In a year full of doppelganger stories (The Double, Coherence, and Orphan Black, which just finished its second season), Enemy was one of the early successes, reuniting Prisoners star Jake Gyllenhaal with its director, Denis Villenueve. Gyllenhaal pulls double duty here as both Adam Bell, a morose college professor, and Anthony Claire, the actor Adam becomes dangerously obsessed with when he spots him in a movie and realizes they are physically identical.
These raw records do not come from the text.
PR #1119, opened 2021-07-14
fix: missing "uuid" dependency

koistya:
Fixes missing `uuid` dependency used in: https://github.com/googleapis/nodejs-logging/blob/5a0663aafd25d7b09307d94e1efe99118d71e528/src/utils/context.ts#L30-L32


bcoe (approved):

bcoe:
@koistya thank you for catching this 👏

PR #1145, opened 2021-09-01
fix: Correct detection of Cloud Run environment

### LINKED ISSUE #1127: `logging.detectedResource` does not return "cloud_run_revision" on Cloud Run
#### Environment details

  - OS: Container (base node:12-slim)
  - Node.js version: 12
  - npm version: 7.18.1
  - `@google-cloud/logging` version: 9.5.4

#### Steps to reproduce

  1. Create service w/ code snippet (see full service [here](https://github.com/averikitsch/nodejs-docs-samples/blob/cloud-logging/run/helloworld/index.js)):
```
  const {Logging} = require('@google-cloud/logging');
  await logging.setProjectId();
  await logging.setDetectedResource();
  console.log(logging.projectId);
  console.log(logging.detectedResource); // { type: 'global' }
```
  2. Deploy to Cloud Run:
```
gcloud beta run deploy logging-test --source .
```

3. Inspect logs:
```
console.log(logging.detectedResource); 
// outputs { type: 'global' }
```

minherz:
Uses dedicated GCPEnv enumerator (CLOUD_RUN).
Removes code that used COMPUTE_ENGINE enum with extra tests.
Updates relevant unit tests.

Fixes #1127

### DIFF
--- a/src/utils/metadata.ts
+++ b/src/utils/metadata.ts
@@ -193,15 +193,10 @@ export async function getDefaultResource(auth: GoogleAuth) {
       return getGAEDescriptor().catch(() => getGlobalDescriptor());
     case GCPEnv.CLOUD_FUNCTIONS:
       return getCloudFunctionDescriptor().catch(() => getGlobalDescriptor());
+    case GCPEnv.CLOUD_RUN:
+      return getCloudRunDescriptor().catch(() => getGlobalDescriptor());
     case GCPEnv.COMPUTE_ENGINE:
-      //  Note: GCPEnv.COMPUTE_ENGINE returns `true` for Google Cloud Run
-      if (process.env.K_CONFIGURATION) {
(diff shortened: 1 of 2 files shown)


daniel-sanche (commented):
I tested this manually and it seems to work!

There is currently a gap in the environment tests that should have caught this bug though, so I'm a bit hesitant to merge until that's fixed. If it's alright with you, I think we should hold off merging this one until I can fix up the tests, so we can see them go from red to green.

minherz:
@daniel-sanche which env test are you referencing. it looks like there are no such tests. in general, i prefer fast merges to avoid unnecessary maintenance. if you can point me to the right example, i can look into adding it.
what is a story with ci/kokoro tests?

daniel-sanche (approved):
I enabled environment tests as a presubmit check, and it looks like your changes took the cloud run test from [red](https://github.com/googleapis/nodejs-logging/pull/1148) to green. Thanks!

PR #1177, opened 2021-11-04
fix: Setting maxEntrySize does not truncate big json payloads correctly

### LINKED ISSUE #1087: Setting maxEntrySize does not truncate big json payloads correctly
When setting maxEntrySize for a logger and using `jsonPayload`, the truncation algorithm does not truncate all fields, but rather only a very small set of fields: https://github.com/googleapis/nodejs-logging/blob/master/src/log.ts#L984

As a user, when passing maxEntrySize, I expect it to also truncate custom fields. In our case, one of our fields is a huge list of UUIDs that does not matter if it gets truncated a little, but should be there. However, it does not get truncated and in the end we get exceptions thrown in prod because our log entries are too big.

losalex:
Add an ability to provide customized list of entries to be truncated. The list will be prepended to existing list of entries we truncate today by default, thus custom-defined fields will be truncated first

Fixes [#1087](https://github.com/googleapis/nodejs-logging/issues/1087) 🦕


src/log.ts
```diff
@@ -112,6 +116,31 @@ class Log implements LogSeverityFunctions {
...
+      'jsonPayload.fields.err.structValue.fields.stack.stringValue',
+      'jsonPayload.fields.err.structValue.fields.message.stringValue',
+      // All:
+      'jsonPayload.fields.message.stringValue',
+    ];
+
+    // Prepend all custom fields to be truncated to a list with defaults, thus
+    // custom fields will be truncated first. Make sure to filter out fields
+    // which are not in EntryJson.jsonPayload
+    if (options.jsonFieldsToTruncate !== undefined) {
```
minherz, line 133: what supposed to happen if `jsonFieldsToTruncate` is passed as `null`?

src/log.ts
```diff
@@ -988,17 +1017,7 @@ class Log implements LogSeverityFunctions {
...
-          'jsonPayload.fields.msg.stringValue',
-          'jsonPayload.fields.err.structValue.fields.stack.stringValue',
-          'jsonPayload.fields.err.structValue.fields.message.stringValue',
-          // All:
-          'jsonPayload.fields.message.stringValue',
-        ];
-        for (const field of fieldsToTruncate) {
+        for (const field of this.jsonFieldsToTruncate) {
           const msg: string = dotProp.get(entry, field, '');
           if (msg !== '') {
```
minherz, line 1022: nit: i think that `null` will pass this test together with non-empty strings

test/log.ts
```diff
@@ -633,6 +646,41 @@ describe('Log', () => {
       assert.ok(message.startsWith('hello world'));
       assert.ok(message.length < maxSize + entryMetaMaxLength);
     });
+
+    it('should not contin duplicate or illegal fields to be truncated and defaults should present', async () => {
+      assert.ok(log.jsonFieldsToTruncate.length > 1);
```
minherz, line 651: nit: would it be possible to assert the exact length instead? it should be a length of the predefined + 1, right?

minherz (changes requested):
please check for conditions that allow `null`.

src/log.ts
losalex: Yep, fixed - thanks!

src/log.ts
losalex: Perhaps I did not understood your comment, but `this.jsonFieldsToTruncate` should not be null... It can be directly accessed and set to null, but I guess this is not something we should handle.
I added a check for null strings when we update `this.jsonFieldsToTruncate`, let me know if thats what you mean to cover.

test/log.ts
losalex: We can - the only inconvenience will be broken tests every time we add values to `log.jsonFieldsToTruncate`... 
It would make sense to check exact amount of fields if by adding extra field we would have some extra steps to perform (e.g. adding some handler per entry), but in this case adding an entry is kinda no brainer.

minherz: yes, this could serve a kind of control to make people review the test if they make such change. leave it to your considerations.

src/log.ts
minherz: Sorry for misleading you. I meant the line 1022: `if (msg !== '') {`

minherz (approved):

src/log.ts
```diff
@@ -988,17 +1021,7 @@ class Log implements LogSeverityFunctions {
...
```
minherz, line 1026: This is the validation that allows `null`.

minherz (approved):
Please address a `null` validation in line 1022 (see the discussion in [review comments](https://github.com/googleapis/nodejs-logging/pull/1177#discussion_r774749486))

test/log.ts
losalex: Thanks - I will leave it as is for now, but will keep it in mind if we will ever need this as a way to control additions

src/log.ts
losalex: Sure, fixing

Critics were impressed enough by the performances, as well Villenueve’s directorial choices, to rate this thriller Certified Fresh at 74%. The film dips ever so slightly into the surreal, and as its one bonus feature — a making-of featurette — confirms, you may not have everything figured out by the end, but it further establishes Denis Villenueve as a forceful presence in the psychological thriller genre.

Winter’s Tale

13%

Longtime screenwriter Akiva Goldsman (A Beautiful Mind, I, Robot) made his directorial debut earlier this year with Winter’s Tale, an adaptation of the eponymous novel by Mark Helprin. At the center of this Tale is Peter Lake (Colin Farrell), a turn-of-the-20th-century New York orphan who runs afoul of the powerful local gangster (Russell Crowe) who took him under his wing and, while on the run, falls in love with a terminally ill girl. There’s more to it than that, but a story that takes place in 1916 and 2014, with plenty of magic and mystical creatures, can’t be adequately summed up in a sentence. Besides, critics didn’t like the film very much; citing a nonsensical plot, bland characters, and a failure to capture its source material’s charms, they savaged the film with a 13% Tomatometer. If you decide to pick this one up, it’ll come with a couple of making-of bonuses and some deleted scenes.

Masters of Sex – Season One

Showtime’s acclaimed drama returns for its second season on July 13, and if you’ve got some spare time between now and then, you can pick up season one when it hits shelves tomorrow and binge away. The series stars Michael Sheen as the titular Dr. William Masters and Lizzy Caplan as his assistant extraordinaire Virginia Johnson, who together conducted the kind of research on sexuality back in the 1950s and 1960s that reassured all of us that we weren’t the only ones who enjoyed doing that one thing in bed. You know, that one thing. You can pick up the entire first season on Blu-ray this week, and it comes with the requisite audio commentary (pilot episode), a profile of both Sheen and Caplan playing their characters, a short doc exploring the discoveries Masters and Johnson brought to light, and an interview with Thomas Maier, who wrote the book from which the series was adapted.

Also available this week:

  • Elaine Stritch: Shoot Me (98%), a Certified Fresh documentary on the octogenarian Broadway and television star.
  • What Richard Did (94%), a drama about an Irish teen whose life changes when he violently attacks another boy over a girl.
  • Rob the Mob (83%), starring Michael Pitt and Andy Garcia in a drama about a young petty criminal who becomes obsessed with an ongoing trial that could bring down John Gotti.
  • UK import The Wedding Video (71%), starring Robert Webb and Lucy Punch in a found-footage style mockumentary comedy about a best man recording the catastrophic events leading up to his buddy’s wedding.
  • Blood Ties (49%), starring Clive Owen and Billy Crudup in a period crime thriller about an ex-con who returns to his life of crime, and his younger police officer brother who must choose between family and duty.
  • Australian horror import Wolf Creek 2 (48%), in which serial killer Mick Taylor stalks another poor outback tourist.
  • Season one of FX’s Certified Fresh police drama The Bridge (90%), which follows a Mexican detective (Demian Bichir) and an American detective (Diane Kruger) who work together to track down a killer who has committed crimes on both sides of the border.
  • Season one of Lifetime’s Witches of East End (70%), a supernatural drama about a pair of young witches learning the tricks of the trade from their mother.
  • And finally, one selection from the Criterion Collection: Richard Lester’s 1964 comedy A Hard Day’s Night (99%) starring the Beatles in their first film, which opened at the height of Beatlemania.